The following section describes the sequence of events when using the I2C in Client mode reception.

  1. Host device issues a Start condition. Once the Start is detected, the client hardware sets the Start Condition Interrupt Flag (SCIF).
  2. Host transmits the 7-bit client address with R/W cleared.
  3. The received address is compared to the values in the I2CxADR registers.

    If the client is configured in 7-bit Addressing mode (no masking), the received address is independently compared to each of the I2CxADR0/1/2/3 registers. In 7-bit Addressing mode with masking, the received address is masked with the value of I2CxADR1 and I2CxADR3, and then compared to the value of I2CxADR0 and I2CxADR2.

    If a match occurs, the Client Mode Active (SMA) bit is set, the R/W bit information (bit ‘0’ of the matching address) is transferred to the Read Information (R) bit of the I2CxSTAT0 register, the Data (D) bit of the I2CxSTAT0 register is cleared, and the Address Interrupt Flag (ADRIF) bit is set. If the ABD is cleared, the matching address is copied into the I2CxADB0 register. If ABD is set, the matching address is copied into the receive buffer, I2CxRXB, setting the Receive Buffer Full (RXBF) and I2C Receive Interrupt Flag (I2CxRXIF) bits. I2CRXIF is a read-only bit, and must be cleared by setting the Clear Buffer (CLRBF) bit or reading I2CxRXB.

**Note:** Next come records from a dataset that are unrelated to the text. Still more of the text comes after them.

PR #36410, opened 2026-05-05
sql: parse EXECUTE UNIT TEST

sjwiesman:
## Summary

Adds parser support for `EXECUTE UNIT TEST`, a SQL-level construct for
declarative unit testing of views and materialized views. The plan side returns
`unsupported`.

## Syntax

```sql
 EXECUTE UNIT TEST <test_name>
      FOR <target_name>
      [AT TIME <expr>]
      [MOCK <mock_name> ( <col_def> [, ...] ) AS ( <query> ) ,]...
      EXPECTED ( <col_def> [, ...] ) AS ( <query> )
```

- `<test_name>` — identifier, reported in test output.
- `FOR <view>` — fully-qualified name of the view or materialized view
  under test.
- `AT TIME <expr>` *(optional)* — time at which to evaluate the view, for
  testing temporal logic.
- `MOCK <input_view> (cols) AS <query>` *(zero or more)* — substitutes
  `<input_view>` with the rows produced by `<query>` for the duration of
  this test. Column list defines the schema the test expects from the
  mocked input.
- `EXPECTED (cols) AS <query>` *(required, exactly one)* — the rows the
  view under test must produce.

## Example

```sql
  EXECUTE UNIT TEST t FOR v
      MOCK a(x int) AS (SELECT 1),
      MOCK b(y int) AS (SELECT 2)
      EXPECTED (z int) AS (SELECT 3);
```

## Scope

- New keywords: `UNIT`, `TEST`, `MOCK`, `EXPECTED` (`src/sql-lexer`).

    If no address match occurs, the module stays idle.

  4. When ADRIF is set, if the Address Interrupt and Hold Enable (ADRIE) bit is set and the Clock Stretching Disable (CSD) bit is cleared, client hardware sets the Client Clock Stretching (CSTR) bit and the generic I2CxIF Flag bit. This allows time for the client to read either I2CxADB0 or I2CxRXB and selectively ACK/NACK based on the received address. When the client has finished processing the address, the software clears CSTR and ADRIF, which releases the clock and clears the I2CxIF bit.
  5. Host transmits the 9th clock pulse, and the client hardware transfers the value of the ACKDT bit onto the SDA line. If there are pending errors, such as a receive overflow, the client hardware automatically generates a NACK condition, NACKIF is set, and the module goes idle. The client hardware checks I2CxCNT. If I2CCNT = 0, the Byte Count Interrupt Flag (CNTIF) is set.
  6. Upon the falling edge of the 9th clock pulse, the Acknowledge Time Interrupt Flag (ACKTIF) bit is set, and if CSD = 0, the client hardware sets CSTR. This allows time for the client to read the address from either I2CxADB0 or I2CxRXB. Once complete, the client software clears CSTR to release the clock, and clears ACKTIF to continue communication.
  7. If the client transmits a NACK, the host hardware generates a Stop condition. The Stop Condition Interrupt Flag (PCIF) is set when the Stop condition is detected, and the client goes idle.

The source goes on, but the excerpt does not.